Decisions were made to formulate the classification criteria by an analytic, rather than empiric, approach and to limit the study to 7 selected forms of vasculitis that have been generally accepted as distinct clinical syndromes. These were polyarteritis nodosa, Churg-Strauss syndrome, Wegener’s granulomatosis, hypersensitivity vasculitis, Henoch-Schonlein purpura, giant cell (temporal) arteritis, and Takayasu arteritis. A miscellaneous category was created to accommodate “type unspecified vasculitis and vasculitis and a connective tissue disease,” but this category was not included in the final formulation of categoryspecific classification.

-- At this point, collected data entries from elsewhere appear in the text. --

PR #90, opened 2022-08-23
CORGI-7: Fix misc task logic

juspence:
Quick fixes for some missing decorators / retry logic, and a few small bugs.

### DIFF
--- a/corgi/tasks/rhel_compose.py
+++ b/corgi/tasks/rhel_compose.py
@@ -48,7 +48,12 @@ def save_compose(stream_name) -> None:
                     build_id = rpm_data["build_id"]
                     # found the build_id, stop iterating filenames
                     break
-            # TODO: What if build_id still not found?
+                # if no filenames had RPM data
+                if not build_id:
+                    raise ValueError(
+                        f"When saving compose for {stream_name}'s {compose_id},"
+                        f"no filenames had RPM data for {srpm}"
+                    )
             _, created = ProductComponentRelation.objects.get_or_create(
                 external_system_id=compose_id,
                 product_ref=stream_name,
--- a/corgi/tasks/rhel_compose.py
+++ b/corgi/tasks/rhel_compose.py
@@ -11,7 +11,7 @@ from corgi.tasks.common import RETRY_KWARGS, RETRYABLE_ERRORS
 logger = logging.getLogger(__name__)
 
 
-@app.task
+@app.task(base=Singleton, autoretry_for=RETRYABLE_ERRORS, retry_kwargs=RETRY_KWARGS)
 def save_composes() -> None:
     logger.info("Setting up relations for all streams with composes")
     for stream in ProductStream.objects.exclude(composes__exact={}):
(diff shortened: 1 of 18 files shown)


corgi/tasks/sca.py
```diff
@@ -140,15 +139,11 @@ def _get_distgit_sources(source_url: str, package_type: str) -> list[Path]:
...
-        logger.error("Invalid url passed to archive_source %s", e)
-        return None, ""
+    url = urlparse(source_url)
 
-    if url.scheme != "git":
-        logger.error("Cannot download raw source for anything but git protocol")
-        return None, ""
+    # We only support git, git+https, git+ssh
+    if not url.scheme.startswith("git"):
+        raise ValueError("Cannot download raw source for anything but git protocol")
```
juspence, line 146: @jasinner I made this change here before we discussed changing the git-archive logic in standup today. Please let me know if I should drop this, or if only "git" should be explicitly supported, and not tunneled git protocols like git+https.

corgi/tasks/rhel_compose.py
```diff
@@ -28,39 +28,41 @@ def save_compose(stream_name) -> None:
...
+                        filename,
+                    )
+                    rpm_data = brew.koji_session.getRPM(filename)
+                    if not rpm_data:
+                        # Try the next srpm rpm filename
+                        continue
+                    build_id = rpm_data["build_id"]
+                    # found the build_id, stop iterating filenames
+                    break
+            # TODO: What if build_id still not found?
```
juspence: @jasinner This could happen when all the filenames have no rpm_data - in that case, should we raise an error? Right now we pass build_id=None to ProductComponentRelation.objects.get_or_create().

tests/test_sca.py
```diff
@@ -62,7 +62,8 @@ def test_archive_source(
 ):
     target_file, package_name = _archive_source(source_url, package_type)
     mock_git_archive.assert_called_once()
-    assert f"--remote={remote_name}" in mock_git_archive.call_args.args[0]
+    assert remote_name == mock_git_archive.call_args.args[0]
+    # TODO: What is below supposed to be asserting?
```
juspence: @jasinner Any idea what this is supposed to check?

corgi/tasks/rhel_compose.py
jasinner: If filenames have no rpm_data I guess the best we can do is log a warning about it and skip this SRPM.

corgi/tasks/sca.py
jasinner: I think it's fine to add it for now. I'll do a bit of investigation into what protocols are supported using the new git clone method in CORGI-158

tests/test_sca.py
jasinner: Sorry for the mistake, it was probably suppose to check another argument to the function. I'll also fix it during my changes for CORGI-158.

jasinner:
LGTM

Table 1 lists the distribution of the 1,000 cases that were entered into the ACR Vasculitis Study Registry, including 52 patients with Kawasaki disease

who were not further analyzed. Biopsy materials from 278 of the study patients were received for review. These had a slightly different distribution among the vasculitis categories but showed a similar prevalence trend when compared with the larger clinical group (Table 1). The formulation of descriptive histopathologic criteria for diagnosis of the 7 selected vasculitis syndromes also freely utilized data from prior experience with the pathologic diagnosis of vasculitis in 1,079 nonregistry patients (1-9) (Table 2).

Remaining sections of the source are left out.